→ **Information given**
::::::::
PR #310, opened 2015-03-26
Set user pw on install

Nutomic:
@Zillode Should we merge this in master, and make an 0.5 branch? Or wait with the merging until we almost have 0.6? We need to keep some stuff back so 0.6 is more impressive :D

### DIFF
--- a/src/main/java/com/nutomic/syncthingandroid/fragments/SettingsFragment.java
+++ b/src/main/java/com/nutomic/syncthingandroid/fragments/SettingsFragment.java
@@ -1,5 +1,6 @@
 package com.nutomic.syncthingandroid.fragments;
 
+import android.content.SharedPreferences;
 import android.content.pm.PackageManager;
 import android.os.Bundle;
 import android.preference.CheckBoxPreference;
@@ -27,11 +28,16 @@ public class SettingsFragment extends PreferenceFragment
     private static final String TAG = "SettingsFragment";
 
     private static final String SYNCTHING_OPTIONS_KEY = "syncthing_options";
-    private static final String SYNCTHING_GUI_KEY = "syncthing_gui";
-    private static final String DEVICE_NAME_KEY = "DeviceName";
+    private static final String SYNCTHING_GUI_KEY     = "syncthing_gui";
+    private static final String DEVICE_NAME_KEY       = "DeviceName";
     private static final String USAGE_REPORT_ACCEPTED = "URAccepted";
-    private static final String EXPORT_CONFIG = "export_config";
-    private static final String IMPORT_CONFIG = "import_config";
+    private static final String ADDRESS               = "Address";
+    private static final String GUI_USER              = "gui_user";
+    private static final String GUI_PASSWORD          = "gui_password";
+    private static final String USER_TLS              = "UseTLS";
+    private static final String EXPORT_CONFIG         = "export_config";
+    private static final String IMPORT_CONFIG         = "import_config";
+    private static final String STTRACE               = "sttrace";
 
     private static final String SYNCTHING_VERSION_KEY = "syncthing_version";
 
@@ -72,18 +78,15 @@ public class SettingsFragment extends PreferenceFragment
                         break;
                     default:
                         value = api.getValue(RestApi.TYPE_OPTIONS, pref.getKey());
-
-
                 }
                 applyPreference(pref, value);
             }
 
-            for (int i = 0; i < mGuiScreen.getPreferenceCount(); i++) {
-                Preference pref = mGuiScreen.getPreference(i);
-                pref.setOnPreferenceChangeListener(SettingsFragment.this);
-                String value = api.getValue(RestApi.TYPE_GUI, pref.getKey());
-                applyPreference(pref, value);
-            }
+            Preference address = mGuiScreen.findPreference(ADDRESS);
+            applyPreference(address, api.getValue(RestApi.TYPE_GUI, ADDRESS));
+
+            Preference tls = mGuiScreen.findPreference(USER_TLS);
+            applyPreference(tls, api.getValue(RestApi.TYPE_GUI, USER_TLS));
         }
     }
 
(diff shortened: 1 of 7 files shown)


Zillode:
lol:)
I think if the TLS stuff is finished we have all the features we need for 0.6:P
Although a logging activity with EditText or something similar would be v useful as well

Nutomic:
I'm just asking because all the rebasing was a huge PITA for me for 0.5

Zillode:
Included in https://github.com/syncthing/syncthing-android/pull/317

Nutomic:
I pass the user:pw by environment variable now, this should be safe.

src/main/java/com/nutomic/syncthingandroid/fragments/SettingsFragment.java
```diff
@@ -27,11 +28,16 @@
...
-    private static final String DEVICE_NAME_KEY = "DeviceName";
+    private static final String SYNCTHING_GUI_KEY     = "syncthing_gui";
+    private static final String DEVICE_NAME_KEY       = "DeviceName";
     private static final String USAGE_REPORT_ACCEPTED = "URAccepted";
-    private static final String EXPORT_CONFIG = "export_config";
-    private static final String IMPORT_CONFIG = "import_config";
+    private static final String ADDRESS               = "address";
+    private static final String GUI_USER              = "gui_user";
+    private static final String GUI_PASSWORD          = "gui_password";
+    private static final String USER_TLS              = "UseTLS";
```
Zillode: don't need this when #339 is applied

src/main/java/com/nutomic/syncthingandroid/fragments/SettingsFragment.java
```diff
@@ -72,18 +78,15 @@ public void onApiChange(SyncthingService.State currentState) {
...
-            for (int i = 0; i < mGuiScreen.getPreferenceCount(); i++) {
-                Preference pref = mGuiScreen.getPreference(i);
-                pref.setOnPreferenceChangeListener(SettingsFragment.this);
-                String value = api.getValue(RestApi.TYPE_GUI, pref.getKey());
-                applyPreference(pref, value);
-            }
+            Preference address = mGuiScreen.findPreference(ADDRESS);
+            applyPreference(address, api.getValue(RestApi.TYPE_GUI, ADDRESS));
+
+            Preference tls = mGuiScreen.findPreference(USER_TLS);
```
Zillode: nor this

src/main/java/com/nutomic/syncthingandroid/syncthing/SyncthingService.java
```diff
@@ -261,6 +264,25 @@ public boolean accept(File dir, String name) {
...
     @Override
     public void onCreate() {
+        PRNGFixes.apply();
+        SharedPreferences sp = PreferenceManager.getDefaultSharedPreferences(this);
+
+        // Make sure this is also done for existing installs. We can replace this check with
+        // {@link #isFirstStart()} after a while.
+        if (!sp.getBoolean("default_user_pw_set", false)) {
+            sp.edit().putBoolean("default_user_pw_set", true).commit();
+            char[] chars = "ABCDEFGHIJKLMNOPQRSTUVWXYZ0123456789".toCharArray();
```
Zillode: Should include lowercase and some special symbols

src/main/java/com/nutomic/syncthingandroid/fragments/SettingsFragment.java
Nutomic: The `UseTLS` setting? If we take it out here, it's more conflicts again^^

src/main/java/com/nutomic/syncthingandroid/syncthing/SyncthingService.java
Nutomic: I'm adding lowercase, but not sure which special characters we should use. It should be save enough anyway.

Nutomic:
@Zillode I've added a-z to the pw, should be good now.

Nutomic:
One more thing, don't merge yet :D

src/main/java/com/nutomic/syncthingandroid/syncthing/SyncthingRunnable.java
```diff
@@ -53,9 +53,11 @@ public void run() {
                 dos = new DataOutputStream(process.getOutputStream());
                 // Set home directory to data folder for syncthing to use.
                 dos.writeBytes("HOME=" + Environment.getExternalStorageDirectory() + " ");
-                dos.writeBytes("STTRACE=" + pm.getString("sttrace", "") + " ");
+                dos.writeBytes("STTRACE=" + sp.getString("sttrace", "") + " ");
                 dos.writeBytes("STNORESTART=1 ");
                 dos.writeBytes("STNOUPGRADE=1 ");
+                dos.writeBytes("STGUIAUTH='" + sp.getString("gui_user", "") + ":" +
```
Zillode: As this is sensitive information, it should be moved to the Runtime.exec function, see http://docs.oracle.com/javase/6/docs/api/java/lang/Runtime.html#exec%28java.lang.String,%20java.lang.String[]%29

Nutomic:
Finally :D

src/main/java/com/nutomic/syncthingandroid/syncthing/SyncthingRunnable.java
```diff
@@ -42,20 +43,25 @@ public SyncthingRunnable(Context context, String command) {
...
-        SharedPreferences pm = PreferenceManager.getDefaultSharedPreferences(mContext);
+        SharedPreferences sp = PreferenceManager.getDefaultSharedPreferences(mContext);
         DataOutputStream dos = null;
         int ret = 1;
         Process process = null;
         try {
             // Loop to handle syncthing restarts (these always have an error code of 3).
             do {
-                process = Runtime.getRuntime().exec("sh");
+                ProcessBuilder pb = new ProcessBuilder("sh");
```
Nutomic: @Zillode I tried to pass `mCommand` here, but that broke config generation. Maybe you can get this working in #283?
::::::::
→ **What the task asks**
Every line of the listing needs to be written out exactly.

→ **Exercise answer**
PR #310, opened 2015-03-26
Set user pw on install

Nutomic:
@Zillode Should we merge this in master, and make an 0.5 branch? Or wait with the merging until we almost have 0.6? We need to keep some stuff back so 0.6 is more impressive :D

### DIFF
--- a/src/main/java/com/nutomic/syncthingandroid/fragments/SettingsFragment.java
+++ b/src/main/java/com/nutomic/syncthingandroid/fragments/SettingsFragment.java
@@ -1,5 +1,6 @@
 package com.nutomic.syncthingandroid.fragments;
 
+import android.content.SharedPreferences;
 import android.content.pm.PackageManager;
 import android.os.Bundle;
 import android.preference.CheckBoxPreference;
@@ -27,11 +28,16 @@ public class SettingsFragment extends PreferenceFragment
     private static final String TAG = "SettingsFragment";
 
     private static final String SYNCTHING_OPTIONS_KEY = "syncthing_options";
-    private static final String SYNCTHING_GUI_KEY = "syncthing_gui";
-    private static final String DEVICE_NAME_KEY = "DeviceName";
+    private static final String SYNCTHING_GUI_KEY     = "syncthing_gui";
+    private static final String DEVICE_NAME_KEY       = "DeviceName";
     private static final String USAGE_REPORT_ACCEPTED = "URAccepted";
-    private static final String EXPORT_CONFIG = "export_config";
-    private static final String IMPORT_CONFIG = "import_config";
+    private static final String ADDRESS               = "Address";
+    private static final String GUI_USER              = "gui_user";
+    private static final String GUI_PASSWORD          = "gui_password";
+    private static final String USER_TLS              = "UseTLS";
+    private static final String EXPORT_CONFIG         = "export_config";
+    private static final String IMPORT_CONFIG         = "import_config";
+    private static final String STTRACE               = "sttrace";
 
     private static final String SYNCTHING_VERSION_KEY = "syncthing_version";
 
@@ -72,18 +78,15 @@ public class SettingsFragment extends PreferenceFragment
                         break;
                     default:
                         value = api.getValue(RestApi.TYPE_OPTIONS, pref.getKey());
-
-
                 }
                 applyPreference(pref, value);
             }
 
-            for (int i = 0; i < mGuiScreen.getPreferenceCount(); i++) {
-                Preference pref = mGuiScreen.getPreference(i);
-                pref.setOnPreferenceChangeListener(SettingsFragment.this);
-                String value = api.getValue(RestApi.TYPE_GUI, pref.getKey());
-                applyPreference(pref, value);
-            }
+            Preference address = mGuiScreen.findPreference(ADDRESS);
+            applyPreference(address, api.getValue(RestApi.TYPE_GUI, ADDRESS));
+
+            Preference tls = mGuiScreen.findPreference(USER_TLS);
+            applyPreference(tls, api.getValue(RestApi.TYPE_GUI, USER_TLS));
         }
     }
 
(diff shortened: 1 of 7 files shown)


Zillode:
lol:)
I think if the TLS stuff is finished we have all the features we need for 0.6:P
Although a logging activity with EditText or something similar would be v useful as well

Nutomic:
I'm just asking because all the rebasing was a huge PITA for me for 0.5

Zillode:
Included in https://github.com/syncthing/syncthing-android/pull/317

Nutomic:
I pass the user:pw by environment variable now, this should be safe.

src/main/java/com/nutomic/syncthingandroid/fragments/SettingsFragment.java
```diff
@@ -27,11 +28,16 @@
...
-    private static final String DEVICE_NAME_KEY = "DeviceName";
+    private static final String SYNCTHING_GUI_KEY     = "syncthing_gui";
+    private static final String DEVICE_NAME_KEY       = "DeviceName";
     private static final String USAGE_REPORT_ACCEPTED = "URAccepted";
-    private static final String EXPORT_CONFIG = "export_config";
-    private static final String IMPORT_CONFIG = "import_config";
+    private static final String ADDRESS               = "address";
+    private static final String GUI_USER              = "gui_user";
+    private static final String GUI_PASSWORD          = "gui_password";
+    private static final String USER_TLS              = "UseTLS";
```
Zillode: don't need this when #339 is applied

src/main/java/com/nutomic/syncthingandroid/fragments/SettingsFragment.java
```diff
@@ -72,18 +78,15 @@ public void onApiChange(SyncthingService.State currentState) {
...
-            for (int i = 0; i < mGuiScreen.getPreferenceCount(); i++) {
-                Preference pref = mGuiScreen.getPreference(i);
-                pref.setOnPreferenceChangeListener(SettingsFragment.this);
-                String value = api.getValue(RestApi.TYPE_GUI, pref.getKey());
-                applyPreference(pref, value);
-            }
+            Preference address = mGuiScreen.findPreference(ADDRESS);
+            applyPreference(address, api.getValue(RestApi.TYPE_GUI, ADDRESS));
+
+            Preference tls = mGuiScreen.findPreference(USER_TLS);
```
Zillode: nor this

src/main/java/com/nutomic/syncthingandroid/syncthing/SyncthingService.java
```diff
@@ -261,6 +264,25 @@ public boolean accept(File dir, String name) {
...
     @Override
     public void onCreate() {
+        PRNGFixes.apply();
+        SharedPreferences sp = PreferenceManager.getDefaultSharedPreferences(this);
+
+        // Make sure this is also done for existing installs. We can replace this check with
+        // {@link #isFirstStart()} after a while.
+        if (!sp.getBoolean("default_user_pw_set", false)) {
+            sp.edit().putBoolean("default_user_pw_set", true).commit();
+            char[] chars = "ABCDEFGHIJKLMNOPQRSTUVWXYZ0123456789".toCharArray();
```
Zillode: Should include lowercase and some special symbols

src/main/java/com/nutomic/syncthingandroid/fragments/SettingsFragment.java
Nutomic: The `UseTLS` setting? If we take it out here, it's more conflicts again^^

src/main/java/com/nutomic/syncthingandroid/syncthing/SyncthingService.java
Nutomic: I'm adding lowercase, but not sure which special characters we should use. It should be save enough anyway.

Nutomic:
@Zillode I've added a-z to the pw, should be good now.

Nutomic:
One more thing, don't merge yet :D

src/main/java/com/nutomic/syncthingandroid/syncthing/SyncthingRunnable.java
```diff
@@ -53,9 +53,11 @@ public void run() {
                 dos = new DataOutputStream(process.getOutputStream());
                 // Set home directory to data folder for syncthing to use.
                 dos.writeBytes("HOME=" + Environment.getExternalStorageDirectory() + " ");
-                dos.writeBytes("STTRACE=" + pm.getString("sttrace", "") + " ");
+                dos.writeBytes("STTRACE=" + sp.getString("sttrace", "") + " ");
                 dos.writeBytes("STNORESTART=1 ");
                 dos.writeBytes("STNOUPGRADE=1 ");
+                dos.writeBytes("STGUIAUTH='" + sp.getString("gui_user", "") + ":" +
```
Zillode: As this is sensitive information, it should be moved to the Runtime.exec function, see http://docs.oracle.com/javase/6/docs/api/java/lang/Runtime.html#exec%28java.lang.String,%20java.lang.String[]%29

Nutomic:
Finally :D

src/main/java/com/nutomic/syncthingandroid/syncthing/SyncthingRunnable.java
```diff
@@ -42,20 +43,25 @@ public SyncthingRunnable(Context context, String command) {
...
-        SharedPreferences pm = PreferenceManager.getDefaultSharedPreferences(mContext);
+        SharedPreferences sp = PreferenceManager.getDefaultSharedPreferences(mContext);
         DataOutputStream dos = null;
         int ret = 1;
         Process process = null;
         try {
             // Loop to handle syncthing restarts (these always have an error code of 3).
             do {
-                process = Runtime.getRuntime().exec("sh");
+                ProcessBuilder pb = new ProcessBuilder("sh");
```
Nutomic: @Zillode I tried to pass `mCommand` here, but that broke config generation. Maybe you can get this working in #283?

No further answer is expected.